PR #4097, opened 2024-01-23
Initial support for Waveshare RP2040-Zero 

conejoninja:
[Waveshare RP2040-Zero](https://www.waveshare.com/wiki/RP2040-Zero)

I think I'm missing to add some smoke test or something, it's been a while since I last contributed and not sure if I'm missing something.

### DIFF
--- a/src/machine/board_rp2040-zero.go
+++ b/src/machine/board_rp2040-zero.go
@@ -1,0 +1,121 @@
+//go:build rp2040_zero
+
+// This file contains the pin mappings for the Waveshare RP2040 Zero boards.
+//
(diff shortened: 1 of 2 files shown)


deadprogram:
@conejoninja reminder that the smoke tests are located here https://github.com/tinygo-org/tinygo/blob/dev/GNUmakefile#L455-L797 :rabbit:

ysoldak:
We have support for this board already https://github.com/tinygo-org/tinygo/blob/release/src/machine/board_waveshare-rp2040-zero.go

conejoninja:
Thanks @ysoldak , somehow I missed it, closing the PR as it's no longer needed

****************

### Work item
Extract every line from the one with "(diff shortened: 1 of 2 files shown)" down to the final line above, both included, exactly as written.

### Solution to the problem
(diff shortened: 1 of 2 files shown)


deadprogram:
@conejoninja reminder that the smoke tests are located here https://github.com/tinygo-org/tinygo/blob/dev/GNUmakefile#L455-L797 :rabbit:

ysoldak:
We have support for this board already https://github.com/tinygo-org/tinygo/blob/release/src/machine/board_waveshare-rp2040-zero.go

conejoninja:
Thanks @ysoldak , somehow I missed it, closing the PR as it's no longer needed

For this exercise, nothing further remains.